Your answer should consist only of the lines below from the one with "- [ ] Confirm" through the one with "-components collaborate at", copied exactly.

#### Stored items
□ □ □ □ □

Issue #283, opened 2026-07-16
Stale hostname CNAME/ALIAS not reaped on hostname removal — breaks resolution (SERVFAIL)


ecv:
## Summary

When a custom hostname is removed from an HTTPProxy/Gateway (or its proxy binding is torn down), the DNS record the platform created for it (a `CNAME` for non-apex, `ALIAS` for apex, pointing at the proxy's `*.datumproxy.net` canonical name) can be left behind. The stale record then points at a canonical name that no longer exists — so the hostname **fails to resolve** (authoritative `SERVFAIL`) and can block a later resource from re-claiming it.

> [!WARNING]
> **Confirmed via DNS, with live customer impact.** Originally filed against the HTTPProxy-**delete** path — that path's cleanup is present and fixed since NSO **v0.17.0** (prod v0.24.3). The live gap is on **hostname/binding removal**: the customer-hostname record survives after its proxy canonical is gone. Only formal step left is confirming the upstream proxy no longer lists the hostname (see _Open question_).

## How the records flow (where reap must happen)

1. **Upstream (project control plane)** — `gateway_dns_controller` creates a per-hostname `DNSRecordSet`, **Gateway-owned**. On hostname removal it should be reaped by the label-based `garbageCollectDNSRecordSets` (diff desired-vs-existing, delete stale).
2. **Downstream projection (host cluster, `ns-<uid>`)** — a mirrored copy owned by the DNSZone + an **anchor ConfigMap**. GC'd only when its upstream is deleted (anchor cascade). _Anchor-ownership here is by design, not the bug._
3. **PowerDNS** — `dns-operator` writes/removes the RRset and resolves `ALIAS` targets at query time; a live CR ⟹ the RRset is kept. If the ALIAS target is `NXDOMAIN`, PowerDNS returns `SERVFAIL` for the name.

Reaping a removed hostname therefore depends entirely on step 1 (upstream `garbageCollectDNSRecordSets`).

## Evidence (prod — customer AB1889, `ab.dk`, project `ab-generic-1qnl3i`)

- Downstream `DNSRecordSet` `ab-website-g2rfww-9f7feda5` = `ALIAS www.ab.dk → loneliness-snake-9nkbf.datumproxy.net`; `Programmed=True`, `Accepted=True`, created 2026-07-12, still present days later. Anchor present ⟹ upstream `DNSRecordSet` still exists.
[...]

PR #284, opened 2026-07-16
fix: reap DNS record when a hostname is removed

mattdjenkinson:
## Summary

Fixes the reap gap described in #283. Removing a custom hostname from a Gateway could leave its DNSRecordSet orphaned in PowerDNS, because `ensureHostnameVerification` granted a grace period to hostnames still present on the *downstream* gateway's pre-reconcile listeners, a mechanism meant to let a hostname survive its Domain being deleted after verification. That check never confirmed the hostname still existed on the *upstream* gateway at all, so a hostname removed outright stayed "claimed" for one extra reconcile pass. Nothing forces that follow-up pass to happen, so the stale record could persist indefinitely, matching the live `ab.dk` / `www.ab.dk` incident in datum-cloud/infra#3407.

The fix restricts the downstream grace period to hostnames that are still present in the upstream gateway's current listeners, closing the gap while preserving the original deleted-Domain behavior.

## Root cause

Confirmed with a fast in-process regression test rather than a full dev-cluster repro. Chaining `ensureHostnamesClaimed`, `getDesiredDownstreamGateway`, and `ensureDNSRecordSets` across two reconcile passes (hostname present, then removed) reproduces the orphan against the old code and passes against the fix.

## Changes

`ensureHostnameVerification` now only treats a downstream-listener hostname as still-verified when it's also present in the upstream gateway's current `spec.Listeners`. Added `TestHostnameRemoval_ReapsRecordInSameReconcile` in `gateway_dns_reap_regression_test.go`, which fails against the old code and passes against the fix. `go test ./...`, `go vet`, and `gofmt` are all clean.

## Not in this PR

Per the plan in #283, gateway-delete and proxy-delete DNS cleanup currently have no test coverage, and there's no chainsaw e2e test touching DNS records. Left for a follow-up, or happy to add here if preferred.

### DIFF
--- a/internal/controller/gateway_controller.go
+++ b/internal/controller/gateway_controller.go
@@ -1327,6 +1327,16 @@ func (r *GatewayReconciler) ensureHostnameVerification(
 
 	gatewayDefaultHostname := r.gatewayCanonicalHostname(upstreamGateway)
 
+	// Get a unique set of hostnames currently declared on the upstream gateway.
+	// This must be computed before the downstream grace-period handling below,
+	// since that logic only applies to hostnames the user still wants.
+	hostnames := sets.New[string]()
+	for _, l := range upstreamGateway.Spec.Listeners {
+		if l.Hostname != nil {
+			hostnames.Insert(string(*l.Hostname))
+		}
+	}
+
 	// Allow hostnames which have been successfully configured on the downstream
 	// gateway stay on the gateway, regardless of whether or not there is a
 	// matching Domain that's verified. This is done in case the user deletes the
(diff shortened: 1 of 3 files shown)


ecv:
Rebased the #283 test suite (#285) onto this branch and reran — reporting the before/after.

The suite is three tests covering the reap machinery: hostname-removal round-trip (apex ALIAS + non-apex CNAME), Gateway-deletion cleanup, and the HTTPProxy→child-Gateway owner-ref wiring the GC cascade relies on. They pass on `main` and they pass rebased on this fix. `go build`/`go vet` clean, full `internal/controller` package green, no regressions, and the two new test files coexist fine.

That green-both-ways is the useful signal: these exercise the reap mechanisms, which were already individually correct — so they confirm the real #283 defect was upstream of them, in the hostname-claim grace period this PR fixes. Matches your commit message exactly.

So the coverage splits cleanly: your regression test pins the specific bug (red on old, green here); this suite guards the surrounding plumbing (gateway-delete, proxy-delete cascade, apex/non-apex) against future regressions. Complementary, not redundant.

#285 is stacked on this branch as a draft so it rides along into the fix rather than landing on its own — merge it in or lift the file into this PR, whichever you prefer.

Still open, not covered by either: a real end-to-end/chainsaw test for the K8s GC cascade (my scenario 3 proves the pieces, not the live cascade). Worth a follow-up.

ecv (approved):

scotwells (approved):
Can we get end to end tests in place before we close the issue?

Issue #286, opened 2026-07-16
Usage metering rests on project names with no test holding them steady


ecv:
## Corrected understanding

> [!IMPORTANT]
> An earlier version of this issue claimed gateway usage metering emitted unresolvable subjects and that "all usage is rejected." **That was wrong.** Confirmed against the consumer code (`milo-os/billing`, `internal/controller/consumer`).

- The consumer attributes usage **by project name**: `consumer.go` strips `projects/` from the CloudEvent subject and matches the remainder against `BillingAccountBinding.spec.projectRef.name` (`billingaccountbinding_cache.go`).
- The NSO VRL already builds the subject as `projects/<project-name>` — **correct, no change needed**.
- `attribution_failure` fires when a project has **no active BillingAccountBinding** (or its account isn't Ready). So the high reject volume on prod is dominated by **unbilled / test projects — expected**, not a derivation bug. Accepted usage is republished to `billing.usage.<project>.valid` (no success counter), which is why "no accepted metric" *looked* like total failure but isn't.
- The production broker outage (datum-cloud/infra#3448) is a **separate** problem — event **volume** against an unsized single-replica stream, independent of attribution.

## What's actually actionable

1. **Harden the model against silent regression** — done in #287: pins the billing e2e subject to `projects/<project-name>` (it previously accepted any subject) and corrects the design doc, which called `project_name` a mere "dimension."
2. **Investigate malformed subjects.** A subset of rejected `project` values are malformed — leading-underscore `_datum-cloud`, `0-datum-internal-anchor`. These are a real (smaller) derivation/injection bug: is `idx.ProjectNames[dsNS]` returning a malformed name, or does a specific route class produce it?
3. **Confirm no billable project is wrongly rejected.** Cross-check the rejected `project` set against projects that *do* have an active BillingAccountBinding; any overlap is a real attribution bug beyond the malformed set.

ecv:
## Root cause pinpointed

The bug is in the VRL subject derivation, `config/tools/billing-usage-collector/kustomization.yaml`:

```
project_id = replace!(to_string(httproute_namespace), r'^ns-', "")   # correct — project UID from route_name
if project_name != "" {
  project_id = project_name                                          # BUG — promotes the display-name dimension to the attribution subject
}
subject = "projects/" + project_id
```

[...]

PR #287, opened 2026-07-16
test(billing): pin usage subject to project name + fix metering doc

ecv:
> [!NOTE]
> **Repurposed after review.** An earlier revision changed the VRL to build the subject from the project UID — that was wrong. The billing consumer attributes by project **name**, so the existing VRL (subject = project name) is correct and is **unchanged** here. This PR is now test + doc hardening only.

## Summary

Attribution for gateway usage runs in the billing consumer (`milo-os/billing`, `internal/controller/consumer`): it strips `projects/` from the CloudEvent subject and matches the remainder against `BillingAccountBinding.spec.projectRef.name`. So the subject must be `projects/<project-name>` — and the current VRL already does exactly that.

Two gaps let a wrong-identifier change (and a months-old misconception) look plausible. This PR closes both:

- **The e2e didn't pin the subject.** The billing e2e accepted *any* single subject that carried the four CloudEvents, so a subject built from the wrong identifier (e.g. the namespace UID) still passed. It now asserts the subject is exactly `projects/<project_name>`, and guards that `project_name` differs from the namespace UID so a UID-based regression is actually distinguishable.
- **The doc mislabeled the key.** `http-traffic-metering.md` called `project_name` a "dimension" and framed the namespace UID as the project identity — implying the subject should be the UID. Corrected: `project_name` is the attribution **subject**, with the consumer contract (subject → `projectRef.name`) now documented.

No VRL behavior change.

## Test plan

- [x] chainsaw YAML parses
- [ ] Billing e2e passes with the name-pinned subject assertion
- [ ] Confirm the assertion **fails** if the subject is built from the UID (regression guard works)

Refs #286, datum-cloud/infra#3444.

### DIFF
--- a/docs/enhancements/http-metering/http-traffic-metering.md
+++ b/docs/enhancements/http-metering/http-traffic-metering.md
@@ -144,9 +144,13 @@ central Billing System.
 
 The raw access log already carries everything the meters need *except* one
 thing: the `route_name` field identifies the owning project only by its
-control-plane namespace UID (e.g. `ns-<project-uid>`), not by the
-human-readable project name. To populate the `project_name` dimension, three
-components collaborate at the edge:
+control-plane namespace UID (e.g. `ns-<project-uid>`), not by the project name.
+This matters because the billing consumer attributes usage **by project name**:
+it strips `projects/` from the CloudEvent subject and matches the remainder
+against `BillingAccountBinding.spec.projectRef.name` (see `milo-os/billing`,
+`internal/controller/consumer`). The namespace UID would never resolve, so the
+CloudEvent subject **must** be `projects/<project-name>`. To surface the project
+name at the edge, three components collaborate:
 
 1. **Extension Server (xDS mutation).** The NSO extension server implements
    `ApplyTPPRouteConfig` in `internal/extensionserver/mutate/tpp.go`. During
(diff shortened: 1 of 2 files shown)


ecv:
## e2e verified — both directions

Ran `E2E Tests` on the fix branch and on a throwaway control branch (this fix's hardened e2e applied on top of the **pre-fix** VRL):

| Branch | `billing-http-metering` |
|---|---|
| `fix/billing-usage-project-subject` (this PR) — [run](https://github.com/datum-cloud/network-services-operator/actions/runs/29519171415) | **PASS** (84.6s) |
| `test/e2e-catches-regression` (pre-fix VRL) — [run](https://github.com/datum-cloud/network-services-operator/actions/runs/29519441377) | **FAIL** (61.6s) |

So the fix makes the billing test pass, and the hardened subject assertion **fails** against the old VRL — it genuinely catches the attribution regression.

> [!NOTE]
> The fix-branch run is overall red only because of an **unrelated** test, `gateway-invalid-certificate`, which **passed** in the control run — it's flaky, not caused by this change. Billing is green.

Control branch deleted (was verification-only).

scotwells (changes requested):
We don't attribute projects by UID. It's supposed to be the project name

scotwells (changes requested):
This is leaking a lot of implementation details in the doc. The NSO repo shouldn't know about what the billing repo does internally with usage events because that information may go stale over time.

□ □ □ □ □

#### RESULT FOR THIS EXERCISE
- [ ] Confirm the assertion **fails** if the subject is built from the UID (regression guard works)

Refs #286, datum-cloud/infra#3444.

### DIFF
--- a/docs/enhancements/http-metering/http-traffic-metering.md
+++ b/docs/enhancements/http-metering/http-traffic-metering.md
@@ -144,9 +144,13 @@ central Billing System.
 
 The raw access log already carries everything the meters need *except* one
 thing: the `route_name` field identifies the owning project only by its
-control-plane namespace UID (e.g. `ns-<project-uid>`), not by the
-human-readable project name. To populate the `project_name` dimension, three
-components collaborate at the edge:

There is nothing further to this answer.